▶ Task details
Below are entries; count the lines among them that contain the word "first", and give only the count.

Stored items
- - -

PR #1591, opened 2021-11-18
Add min-width to Page contents

### LINKED ISSUE #1532: Some blog posts are extending past their containers
@gerardo-rodriguez pointed this out when reviewing a Wordpress PR (https://github.com/cloudfour/cloudfour.com-wp/pull/609) but I think the root of the problem is in our pattern library CSS

Screen Shot 2021-09-09 at 3 48 19 PM

The issue seems to crop up when a post has wide code blocks. These code blocks are meant to max out at 100% width and scroll if they have horizontal overflow but that doesn't seem to be happening.

Weirdly, our `pre` elements _do_ have `overflow: auto` so it seems like they should work. I dug into this a bit and it seems like it may be related to our page object? If I remove the `o-page` class from the `body` or set `o-page__content` to `max-width: 100vw` the problem fixes itself.

It's not totally clear to me what the correct fix is. We should update the single article prototype to reproduce the issue, and then fix it in our pattern library CSS.

spaceninja:
## Overview

This PR fixes a bug where blog posts that contained lengthy code samples were breaking layout. The bug wasn't actually caused by the code samples, which have the proper `overflow:auto` property set. Instead, this is caused by an oddity of Grid layouts, where the Grid items by default have `min-width:auto`, which can prevent them from reducing width the way you might expect. The fix is to tell the Grid layout the minimum width for Grid items, and then it will shrink the way you'd expect.

Learn more: https://css-tricks.com/you-want-minmax10px-1fr-not-1fr/

## Testing

Unfortunately, the bug was not visible in the pattern library, because we weren't applying the Page object to the Single Article prototype. This PR applies that change so we can test the fix.

1. visit the [Single Article prototype](https://deploy-preview-1591--cloudfour-patterns.netlify.app/?path=/story/prototypes-single-article--example) on the deploy preview
2. Using devtools, disable the `grid-template-columns` rule on `.o-page`.
3. Reduce your browser to small screen size, and you should see the layout break, with a horizontal scrollbar on the entire page.
4. Restore the `grid-template-columns` rule.
5. The layout should now be fixes.

---

- Fixes #1532

### DIFF
--- a/src/objects/page/page.scss
+++ b/src/objects/page/page.scss
@@ -1,16 +1,17 @@
 /**
  * Page container
  *
- * Attempts to fill the available area (assuming `height: 100%` is correctly
- * applied to all parent elements) and keeps the footer at the bottom of that
- * area.
- *
- * @see https://css-tricks.com/couple-takes-sticky-footer/#there-is-grid
+ * 1. Avoid grid blowouts by specifying the `min-width` of the column.
+ *    @see https://css-tricks.com/you-want-minmax10px-1fr-not-1fr/
+ * 2. Attempts to fill the available area (assuming `height: 100%` is applied
+ *    to all parent elements) & keep the footer at the bottom of that area.
+ *    @see https://css-tricks.com/couple-takes-sticky-footer/#there-is-grid
  */
 
 .o-page {
   display: grid;
-  grid-template-rows: 1fr auto;
+  grid-template-columns: minmax(0, 1fr); // 1
+  grid-template-rows: 1fr auto; // 2
   min-height: 100%;
 }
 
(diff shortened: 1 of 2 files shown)


src/objects/page/page.scss
```diff
@@ -18,12 +18,19 @@
...
  */
 
 .o-page__content {
   grid-row: 1;
+  min-width: 0; // 1
 }
 
 .o-page__footer {
   grid-row: 2;
+  min-width: 0; // 1
```
tylersticka, line 35: Out of curiosity, would setting `grid-template-columns: minmax(0, 1fr);` on the `o-page` element have the same effect as setting `min-width: 0` on the child elements?

https://css-tricks.com/you-want-minmax10px-1fr-not-1fr/

gerardo-rodriguez: FWIW, I tried out @tylersticka's suggestion in the browser via DevTools and it seems to work. I'm am going to read the article to better understand why. 📖 🔍 👀

gerardo-rodriguez: Okay, I'm convinced in that we should explore `grid-template-columns: minmax(0, 1fr);` as @tylersticka suggested! 🙂 

This article helped explain a bit more for me (linked in the original shared article): https://css-tricks.com/preventing-a-grid-blowout/

spaceninja: Good call, thanks @tylersticka!

Updated.

gerardo-rodriguez (approved):
LGTM! 🎉

Issue #1576, opened 2021-11-08
Make use of logical properties consistently


tylersticka:
## Overview

Waaaaaay back in #651, we had a lot of internal discussion about [logical properties](https://www.w3.org/TR/css-logical-1/), ultimately deciding to [base our utilities on them](https://v-next--cloudfour-patterns.netlify.app/?path=/docs/utilities-spacing--logical-properties). But since then, only our utilities and [our Container object](https://v-next--cloudfour-patterns.netlify.app/?path=/docs/objects-container--basic) use logical properties: We appear to overwhelmingly be using traditional, directional property names like `margin-left` over equivalents like `margin-inline-start`. 

At the time, some of our misgivings may have been a factor of [confusing support](https://caniuse.com/css-logical-props). Chrome versions ≤ 86 and Safari versions ≤ 14.0 did not accurately support shorthand properties like `margin-inline` or `padding-block`. Thankfully, these issues have been resolved in more recent versions.

Another factor may be that we focused too little on this change in CSS compared to utility classes. Our spacing and padding utility classes have proven useful, with ~ 45 occurrences in our documentation and prototypes, but that's nothing compared to the 100+ occurrences of `margin` in our stylesheets.

Perhaps this is also a difficult change to make without some automated hand-holding. There are a few competing stylelint plugins for this, the most popular appearing a bit stale. This alternative seems a bit better maintained: https://www.npmjs.com/package/stylelint-use-logical-spec

## To-dos

- [x] Research and confirm there are no major "gotchas" preventing us from going all-in on logical properties
- [x] Set up linting to enforce use of logical properties in CSS
- [x] Update existing CSS rules so they comply with these new rules
- [x] Test for regressions

---

Thanks @spaceninja for pointing this out [during a PR review](https://github.com/cloudfour/cloudfour.com-patterns/pull/1575#discussion_r745134533)

spaceninja:
I was recently updating my stylelint config and considered adding https://github.com/Jordan-Hall/stylelint-use-logical-spec 

In the end I opted not to because it felt like a big change. But I agree that we should definitely handle this via linting when the time comes.

tylersticka:
We've had some internal discussion around whether or not it makes sense to embrace logical properties in this way or not. To summarize:

- [Most logical properties are well-supported at this point](https://caniuse.com/css-logical-props)
[...]

PR #1592, opened 2021-11-20
Improve themes toolbar, add text flow toolbar

tylersticka:
## Overview

While working on #1576, I realized I didn't have a great method for actually testing that logical properties were applying well across different `direction` and `writing-mode` settings. The Storybook add-ons related to this seem pretty far out of date, but then I saw that this was one of the use cases for [the global toolbar settings](https://storybook.js.org/docs/react/essentials/toolbars-and-globals) we're already using for themes. I found managing separate toolbars for `direction` and `writing-mode` a bit unwieldy, so instead I consolidated these into a "text flow" item.

Along the way, I noticed that our Theme toolbar did not include all of our themes. So I modified it to support `t-alternate`.

I set `showName` to `true` for both of our toolbar items to make them more obvious.

Once I made these changes, I noticed that the logical properties demo for our spacing utilities wasn't quite as useful as seeing how the different settings directly impacted stories. So I removed it.

## Screenshots

Screen Shot 2021-11-19 at 4 37 07 PM

Screen Shot 2021-11-19 at 4 37 20 PM


calebeby:
@tylersticka This is probably not related to this PR, but I noticed that in the spacing stories, the text is white-on-white when the theme is set to dark or dark-alt:

screenshot

calebeby (approved):

tylersticka:
> This is probably not related to this PR, but I noticed that in the spacing stories, the text is white-on-white when the theme is set to dark or dark-alt:

Yeah, those demos aren't really using any of our components, and the bespoke demo CSS isn't themed. So not related to this PR, but thanks for calling out!

PR #1595, opened 2021-11-22
Use logical properties consistently

### LINKED ISSUE #1576: Make use of logical properties consistently

tylersticka:
## Overview

This PR installs a plugin for linting logical properties and applies those fixes across all existing stylesheets.

Please note that the intent of this PR is to enforce consistent property usage, _not_ to optimize each and every component for different text directions and writing modes.

## Screenshots

Screen Shot 2021-11-22 at 3 02 16 PM

## Testing

1. View a few patterns with "text flow" set to something other than the default to verify that properties have been updated.
2. Observe basically every pattern in the deploy preview for regressions using the "default" text flow. I would most appreciate 👀 on Chrome, Edge and/or Safari (as Firefox is my primary browser and probably has disproportionate coverage).

---

- Fixes #1576

### DIFF
--- a/.changeset/quick-pets-yell.md
+++ b/.changeset/quick-pets-yell.md
@@ -1,0 +1,5 @@
+---
+'@cloudfour/patterns': minor
+---
+
+Use logical properties across existing styles to improve future-friendliness of patterns.
--- a/.stylelintrc.js
+++ b/.stylelintrc.js
@@ -1,4 +1,5 @@
 module.exports = {
+  plugins: ['stylelint-use-logical-spec'],
   extends: ['stylelint-config-cloudfour', 'stylelint-config-prettier'],
   rules: {
     // disable stylelint-scss rules that conflict with prettier
@@ -38,5 +39,12 @@ module.exports = {
     'suitcss/custom-property-no-outside-root': null,
     // we want to be able to compose :root for theme selectors (#1056)
     'suitcss/selector-root-no-composition': null,
+    'liberty/use-logical-spec': [
+      'always',
+      {
+        // Until Safari 15 adoption is higher
+        except: ['clear', 'float', /^border-.+-radius$/i],
+      },
+    ],
   },
 };
--- a/package-lock.json
+++ b/package-lock.json
@@ -76,6 +76,7 @@
         "stylelint": "14.1.0",
         "stylelint-config-cloudfour": "5.0.2",
         "stylelint-config-prettier": "9.0.3",
+        "stylelint-use-logical-spec": "^3.2.2",
         "through2": "4.0.2",
         "tiny-glob": "0.2.9",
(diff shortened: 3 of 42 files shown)


spaceninja:
Code looks good!

Just finished testing for regressions in Edge. I'll test Safari next.

I should note that I'm not super familiar with these patterns, so while I don't see any obvious problems, it might be worth tapping Danielle or another designer to do a regression pass as well.

spaceninja (approved):
Safari looks good too.

I noticed two unrelated bugs in Safari (that are also visible in v-next):

1) Large amount of white space below Overview blocks (visible on the Overview page and the Article Listing prototype).

2) Hovering an avatar on the Team List page turns the avatar square, in a weird flickering way that looks broken.

I'll file bugs for those.

I'm going to approve this PR, but I'd still appreciate a designer who's more familiar with these patterns doing a quick regression sweep.

dromo77:
I tested in Chrome since it looks like the other browsers have been covered. I didn't find any regressions, going to approve from a design standpoint.

dromo77 (approved):

PR #1607, opened 2021-11-30
Speaker pattern

### LINKED ISSUE #1463: Speaker pattern
On the [speaking event prototype](https://v-next--cloudfour-patterns.netlify.app/?path=/story/prototypes-speaking-event--example), there is a pattern similar to `Author`. It includes the speaker name and title. The `Author` pattern only supports a name and date field. We could update `Author` to include an optional text field for titles or we could add a new component.

Screen Shot 2021-08-02 at 4 11 56 PM

gerardo-rodriguez:
## Overview

This PR refactors the Author component so that it can be used for both article and presentation bylines.

## Screenshots

screencapture-localhost-6006-2021-12-03-10_18_33

## Testing

1. Review the refactored [Author pattern](https://deploy-preview-1607--cloudfour-patterns.netlify.app/?path=/docs/components-author--basic-usage)
2. Also review with VoiceOver to ensure the date isn't repeated twice

---

- Closes #1463


tylersticka (commented):
@gerardo-rodriguez It seems strange to have a pattern that so closely matches [the existing Author component](https://v-next--cloudfour-patterns.netlify.app/?path=/docs/components-author--default-story).

Did you consider updating the Author component instead, replacing `date` with a more flexible/generic option?

gerardo-rodriguez:
@tylersticka Hmm...good question. They are _very_ similar. 

I can take a closer look! 🔍 👀

src/components/author/author.twig
```diff
@@ -7,17 +7,30 @@
...
+
+    {% if date is defined %}
+      <p>
+        <span class="u-hidden-visually">
+          Published on {{ date|date('F jS, Y') }}
+        </span>
+        <time aria-hidden="true" datetime="{{ date|date('Y-m-d') }}">
+          {{ date|date('F jS, Y') }}
+        </time>
+      </p>
```
gerardo-rodriguez, line 27: When testing with macOS VoiceOver, the date would get read twice before, which was a confusing experience.

A bit of research led me to [this tweet](https://twitter.com/LeonieWatson/status/1333078194925264898) stating:
> AFAIK `<time datetime>` is not well accessibility supported by browsers/screen readers.

With this in mind, I decided to make the screen reader experience better while still keeping the `<time>` but hiding it from the screen reader. I kept the `<time>` element because per the [MDN Web Docs](https://developer.mozilla.org/en-US/docs/Web/HTML/Element/time), it allows for better search engine results (though, admittingly, I don't know much about this):
> The `<time>` HTML element represents a specific period in time. It may include the `datetime` attribute to translate dates into machine-readable format, allowing for better search engine results or custom features such as reminders.

gerardo-rodriguez:
@tylersticka This PR is ready for another review, appreciate your feedback, thanks! 🙂

src/components/author/author.stories.mdx
```diff
@@ -40,30 +58,87 @@ const megan = {
...
+        authors: authors(args.count),
+        date: new Date('March 31, 2021'),
+      })
+    }
+  </Story>
+</Canvas>
+
+### Without `date` defined
+
+If the `date` is _not_ defined, no additional information is rendered.
```
tylersticka, line 117: Is there a reason this is specific to multiple authors?

Maybe we should reformat these stories to start with the simplest use case (no date or title), then build up from there by adding a date, and multiple authors, etc., mentioning any limitations along the way?

src/components/author/author.twig
tylersticka: Your context is great, but I wish more of it would be included as a Twig comment within the template itself so this is as clear in the future as it is while reviewing this PR.

tylersticka (commented):
Thanks for continuing to revise this, @gerardo-rodriguez!

src/components/author/author.stories.mdx
gerardo-rodriguez: > Is there a reason this is specific to multiple authors?

Great question, @tylersticka!

Perhaps I've misunderstood the requirements?

Before, the Author component would _always_ render a publish date. 

The Speaker requirements were to [include a job title for single speakers and drop the title for multiple speakers](https://github.com/cloudfour/cloudfour.com-patterns/issues/1463#issuecomment-934891778).

Merging those two, I landed at:
  - If 1 author and `date` is defined: Render author avatar, linked name, and date
  - If 1 author and no `date` is defined: Render author avatar, linked name, and `job_title`
  - If multiple authors and `date` is defined: Render all author avatars, linked names, and date
  - If multiple authors and no `date` is defined: Render all author avatars and linked names

> Maybe we should reformat these stories to start with the simplest use case (no date or title)

I didn't know this was a use case! 😅 If it is, the template needs to be updated to handle this use case. Currently, an empty `<p>` tag is rendered. 🔍 👀 

I can make this change, though! 🏗️

src/components/author/author.twig
gerardo-rodriguez: Done! https://github.com/cloudfour/cloudfour.com-patterns/pull/1607/commits/63349fd2f8c6230fc1e3de84181068f9a0517ac1

src/components/author/author.stories.mdx
tylersticka: It's important to remember that the patterns and components in a design system are meant to _enable_ feature requirements at a minimum, but ideally they should be flexible enough to anticipate _future_ requirements.

So our Author component that we're starting from was designed for blog author bylines, which had a specific set of requirements:

1. They must display 1 or more avatars.
2. They must display 1 or more names.
3. They must include a publication date.

But that doesn't quite gel with the speaker requirements you mentioned:

> include a job title for single speakers and drop the title for multiple speakers

So now, we have three options for how to proceed:

1. We can design a whole new component, which was what the first draft of this PR contained. But that seems a bit unnecessary: There's way more that's _similar_ about speaker listings and author listings than there is different.
2. We can _append_ these requirements to the existing component, which is kind of where we are now. That will keep things pretty DRY and will absolutely meet our immediate needs, but it sort of repeats the mistakes that got us here in the first place: We're thinking so specifically about our _current_ needs, that we aren't thinking about how to meet our _future_ needs.
3. We re-think the original requirements to see if we can satisfy both use cases.

I think option 3 is the way to go. And if we think about it from that perspective, here's how I'd revise those original Author requirements:

1. They must display 1 or more avatars.
2. They must display 1 or more names.
3. They ~must~ **may optionally** include a ~publication~ date **or additional text content to display on a second line**.

Not only is that a simpler set of requirements that will be easier for designers and developers to understand, it broadens the potential application of this pattern to more than blog posts and single events.

Let me know if we need to discuss more with voices!

gerardo-rodriguez: Thanks, @tylersticka, that makes sense! 

What happens if both a date and a job title exist at the same time? Or are you suggesting the job title or date is passed into a generic "second line" property?

The current template props are:
- `authors` array where the `author` object contains the job title
- `date`

Are you suggesting to remove the job title from the author object and instead have:
- `authors` array that only includes avatar, name, link
- `second_line_content` (but a better name) that handles a date, or a job title, or any other string?

Thank you! 😄

tylersticka: I'm suggesting that the `date` would be kind of a shorthand property for the `second_line_content` (which I might call `extra` or `meta` or something along those lines).

So if I were to think of this as a Twig template, it might be like this toward the be:

```twig
{% set _extra_content %}
  {% block extra %}
    {% if extra %}
      {{extra}}
    {% elseif date %}
      (Do date stuff here!)
    {% endif %}
  {% endblock %}
{% endset %}
```

Then you can check if `_extra_content` includes anything before outputting the `div`...

```twig
{% if _extra_content|trim %}
  <div>
    {{_extra_content}}
  </div>
{% endif %}
```

Check out the Badge component template if you'd like a similar example.

gerardo-rodriguez: Thanks, @tylersticka!

> Check out the Badge component template if you'd like a similar example.

Ha! I was reviewing the Alert component before I read your suggestion and I forgot about this neat pattern (which is also implemented in Badge).

```twig
{% block content %}
  <p>
    {{message|default('Hello world!')}}
  </p>
{% endblock %}
```
Definitely more flexible. 😉

gerardo-rodriguez: Refactored! https://github.com/cloudfour/cloudfour.com-patterns/pull/1607/commits/e6a86975f1c0a4f1a90bff1443fc84bba849b5c2

gerardo-rodriguez:
Thanks again, @tylersticka! This PR is ready for another review. 🎉

src/components/author/author.twig
```diff
@@ -1,23 +1,76 @@
...
+#}
+{% set _meta_content %}
+  {% block meta_content %}
+    {% if meta %}
+      <p>{{ meta }}</p>
+    {% elseif date %}
+      <p>
+        {# This creates a more accessible, and less confusing, user experience #}
+        <span class="u-hidden-visually">
+          Published on {{ date|date('F jS, Y') }}
```
gerardo-rodriguez, line 20: The "Published on" text should probably be a template property so it can be changed if needed.

src/components/author/author.twig
```diff
@@ -1,23 +1,76 @@
+{#
+  This component accepts the following properties
+  - `meta` (optional, string)
+  - `date` (optional, date object)
+
+  If both the `meta` and `date` properties contain values, the `meta` value has
+  a higher priority and will override the `date` value.
+
+  It is recommened to use the `date` property when wanted to render a date as the
```
tylersticka, line 9: Nit: Typo

src/components/author/author.twig
tylersticka: Yeah, that's a good idea now that the use cases have been broadened. Also a good way to future-proof. But I think this is a great default value!

src/components/author/author.twig
```diff
@@ -1,23 +1,76 @@
...
   {% endembed %}
-  <div class="o-media__content">
-    <div>
-      <span class="u-hidden-visually">Authored by</span>
+
+  {# Author content #}
+  <div class="c-author__content-container o-media__content">
+    {# Author links #}
+    <p class="c-author__author">
+      <span class="u-hidden-visually">By</span>
```
tylersticka, line 61: In the spirit of your date prefix suggestion, should this also be configurable? (But I still think this is a good default!)

tylersticka (commented):
This version's awesome, @gerardo-rodriguez! More features but it actually seems simpler to use when you read the docs, which is the ideal. My comments are really just affirming some of your instincts regarding accessibility prefix options.

src/components/author/author.twig
gerardo-rodriguez: Edited! https://github.com/cloudfour/cloudfour.com-patterns/pull/1607/commits/e0e22d6b45b6dc28ef23f40593e4530788f45ce6

src/components/author/author.twig
gerardo-rodriguez: Done! https://github.com/cloudfour/cloudfour.com-patterns/pull/1607/commits/b6e22592b0fd39ad91ead1037f0c1671be00b4d5

src/components/author/author.twig
gerardo-rodriguez: Updated! https://github.com/cloudfour/cloudfour.com-patterns/pull/1607/commits/f4074b232547985fbcecfeb2f456ce72ce0baf40

tylersticka (approved):

PR #1611, opened 2021-12-07
Fix Card cover hover issue in Safari

### LINKED ISSUE #1597: Hovering a card with a cover image causes rounded corners to temporarily flicker in Safari
In Safari, when you mouse over an avatar on the Team List page, it flickers for a second revealing the square shape of the avatar.

Untitled

tylersticka:
## Overview

This is a [depressingly old](https://bugs.webkit.org/show_bug.cgi?id=68196) bug. [This solution](https://stackoverflow.com/a/16681137) seemed to function the best, but I simplified it because the pattern does not use 3D transforms and those properties no longer require vendor prefixes.

## Screenshots

safari-card-cover-fix

## Testing

Review linked cards with covers. Confirm that they no longer break overflow or border radius on hover in Safari.

---

- Fixes #1597

### DIFF
--- a/.changeset/modern-turtles-hear.md
+++ b/.changeset/modern-turtles-hear.md
@@ -1,0 +1,5 @@
+---
+'@cloudfour/patterns': patch
+---
+
+Fix Card covers breaking overflow and border radius rules on hover in Safari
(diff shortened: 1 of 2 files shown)


Paul-Hebert (approved):
LGTM :+1:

- - -

▶ Result of this task
2